Mercoledì 22 giugno 2016

AUTORIZZAZIONI AD ACTA

Domanda di autorizzazione all'utilizzo di intercettazioni di conversazioni e comunicazioni nei confronti del deputato Luigi Cesaro (doc. IV, n. 16).
(Seguito dell'esame e rinvio).

  La Giunta riprende l'esame della richiesta in titolo, rinviato da ultimo il 15 giugno 2016.

  Ignazio LA RUSSA, Presidente, ricorda che nella precedente seduta il relatore, onorevole Di Lello, ha esposto la propria relazione, riservandosi di formulare una compiuta proposta alla Giunta all'esito del dibattito.
  Chiede quindi se vi siano iscritti a parlare.

  Vittorio FERRARESI (M5S) chiede di rinviare il dibattito e l'eventuale votazione alla prossima seduta, ritenendo necessario un ulteriore approfondimento dell'esame della documentazione trasmessa dall'autorità giudiziaria. Si riserva di intervenire in sede di dichiarazioni di voto.

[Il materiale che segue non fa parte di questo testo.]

PR #7029, opened 2020-02-29
Block Criteo tracking on tagesspiegel.de

ryanbr:
**Visiting:** `https://www.tagesspiegel.de/gesellschaft/panorama/coronavirus-weltweit-so-unterschiedlich-gehen-die-laender-mit-dem-virus-um/25595076.html`

### Describe the issue

We're blocking the following:

`<script type="text/javascript">`
`var Criteo = Criteo \|\| {};`
`Criteo.events = Criteo.events \|\| [];`
`Criteo.events.push(function() {`
`Criteo.DisplayAcceptableAdIfAdblocked({`
`"zoneid": 640113,`
`"width": 160,`
`"height": 600,`
`"containerid": "crt-sky-right",`
`"callbacksuccess": function() { adslotFilledByCriteo('sky-right', true); }`
`});`
`});`
`</script>`

### Versions

- Browser/version: Brave
- uBlock Origin version: 1.24.4

### DIFF
--- a/filters/privacy.txt
+++ b/filters/privacy.txt
@@ -186,3 +186,7 @@ brillen.de##+js(acis, document.createElement, 'script')
 
 ! thesaurus.com / dictionary.com Adblock detection
 dictionary.com,thesaurus.com##+js(aopr, adDetection)
+
+! tagesspiegel.de Criteo tracking
+tagesspiegel.de##+js(acis, Criteo)
+


uBlock-user:
Criteo is already blocked, so what difference does this make ?

ryanbr:
Stops the inline scripts? Looking at the privacy aspect here.

uBlock-user:
> Stops the inline scripts?

Stopping or not stoping the inline-script doesn't stop the website from making a connection attempt to `static.criteo.net`, so all this filter does is stop the execution of this script.

ryanbr:
nvm. I'll push this to my own list.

  Anna ROSSOMANDO (PD) non si oppone alla richiesta del collega Ferraresi e preannuncia che interverrà a nome del proprio gruppo in sede di dichiarazioni di voto.

  Ignazio LA RUSSA, Presidente, preso atto di quanto emerso nel corso della seduta, nessun altro chiedendo di intervenire rinvia il seguito dell'esame ad altra seduta.

Mercoledì 28 giugno 2016

AUTORIZZAZIONI AD ACTA

Domanda di autorizzazione all'utilizzo di intercettazioni di conversazioni e comunicazioni nei confronti del deputato Luigi Cesaro (Doc. IV, n. 16).
(Seguito dell'esame e rinvio).

  La Giunta riprende l'esame della richiesta in titolo, rinviato da ultimo il 22 giugno 2016.

  Ignazio LA RUSSA, Presidente, ricorda come nella precedente seduta l'esame sia stato rinviato per consentire ai membri della Giunta di approfondire ulteriormente la lettura della documentazione trasmessa dall'autorità giudiziaria e come i rappresentanti dei gruppi del PD e del M5S si sono riservati di intervenire in dichiarazione di voto.
  Rileva, quindi, come i tempi appaiano maturi perché la Giunta concluda l'esame della domanda in titolo. Peraltro, tenuto conto della ristrettezza dei tempi disponibili per lo svolgimento dell'odierna seduta, ritiene che si possa invitare il relatore a formulare la proposta alla Giunta per poi valutare, all'esito, se procedere oggi stesso alle dichiarazioni di voto ed alla votazione di tale proposta oppure rinviare la conclusione dell'esame ad altra seduta da convocare in tempi brevi.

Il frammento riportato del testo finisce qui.